(Stored items)
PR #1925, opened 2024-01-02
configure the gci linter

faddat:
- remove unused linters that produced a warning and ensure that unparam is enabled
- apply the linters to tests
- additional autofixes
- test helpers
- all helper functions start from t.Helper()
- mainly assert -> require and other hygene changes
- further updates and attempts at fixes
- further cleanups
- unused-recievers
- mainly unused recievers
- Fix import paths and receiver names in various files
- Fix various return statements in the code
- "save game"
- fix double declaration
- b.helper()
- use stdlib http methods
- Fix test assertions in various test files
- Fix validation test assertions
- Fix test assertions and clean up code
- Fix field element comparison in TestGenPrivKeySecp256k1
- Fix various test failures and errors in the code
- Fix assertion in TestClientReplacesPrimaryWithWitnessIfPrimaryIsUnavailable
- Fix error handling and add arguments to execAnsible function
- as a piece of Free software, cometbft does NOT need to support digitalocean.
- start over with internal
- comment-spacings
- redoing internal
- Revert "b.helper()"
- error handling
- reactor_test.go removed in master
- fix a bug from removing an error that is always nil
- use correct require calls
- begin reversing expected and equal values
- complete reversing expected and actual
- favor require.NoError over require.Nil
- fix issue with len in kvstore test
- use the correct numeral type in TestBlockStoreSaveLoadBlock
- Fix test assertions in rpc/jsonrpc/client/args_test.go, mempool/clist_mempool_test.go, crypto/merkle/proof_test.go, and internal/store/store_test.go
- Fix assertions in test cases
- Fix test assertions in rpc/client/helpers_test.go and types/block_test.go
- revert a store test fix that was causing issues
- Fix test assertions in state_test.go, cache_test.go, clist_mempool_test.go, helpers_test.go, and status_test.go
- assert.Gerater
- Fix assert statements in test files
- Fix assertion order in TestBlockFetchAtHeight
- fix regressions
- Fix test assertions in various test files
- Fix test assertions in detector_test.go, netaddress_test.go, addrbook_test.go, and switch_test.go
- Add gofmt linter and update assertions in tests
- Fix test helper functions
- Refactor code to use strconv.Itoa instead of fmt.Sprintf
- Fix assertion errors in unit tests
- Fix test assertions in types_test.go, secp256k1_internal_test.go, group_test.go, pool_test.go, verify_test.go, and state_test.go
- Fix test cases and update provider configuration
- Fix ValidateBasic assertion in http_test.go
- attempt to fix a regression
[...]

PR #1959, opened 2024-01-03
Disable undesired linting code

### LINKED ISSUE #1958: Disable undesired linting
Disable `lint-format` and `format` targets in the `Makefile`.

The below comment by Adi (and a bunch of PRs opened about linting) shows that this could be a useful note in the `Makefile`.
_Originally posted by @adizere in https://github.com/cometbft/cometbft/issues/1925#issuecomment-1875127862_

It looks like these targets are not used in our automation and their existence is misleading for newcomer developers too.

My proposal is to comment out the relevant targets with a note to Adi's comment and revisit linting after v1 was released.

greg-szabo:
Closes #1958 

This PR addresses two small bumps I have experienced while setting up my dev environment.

Problem to work on => Both the line containing "- mainly unused recievers" and the line containing "- fix a bug" belong in the answer. Print them and every line above that falls between them exactly, and no others.

Answer section =>
- mainly unused recievers
- Fix import paths and receiver names in various files
- Fix various return statements in the code
- "save game"
- fix double declaration
- b.helper()
- use stdlib http methods
- Fix test assertions in various test files
- Fix validation test assertions
- Fix test assertions and clean up code
- Fix field element comparison in TestGenPrivKeySecp256k1
- Fix various test failures and errors in the code
- Fix assertion in TestClientReplacesPrimaryWithWitnessIfPrimaryIsUnavailable
- Fix error handling and add arguments to execAnsible function
- as a piece of Free software, cometbft does NOT need to support digitalocean.
- start over with internal
- comment-spacings
- redoing internal
- Revert "b.helper()"
- error handling
- reactor_test.go removed in master
- fix a bug from removing an error that is always nil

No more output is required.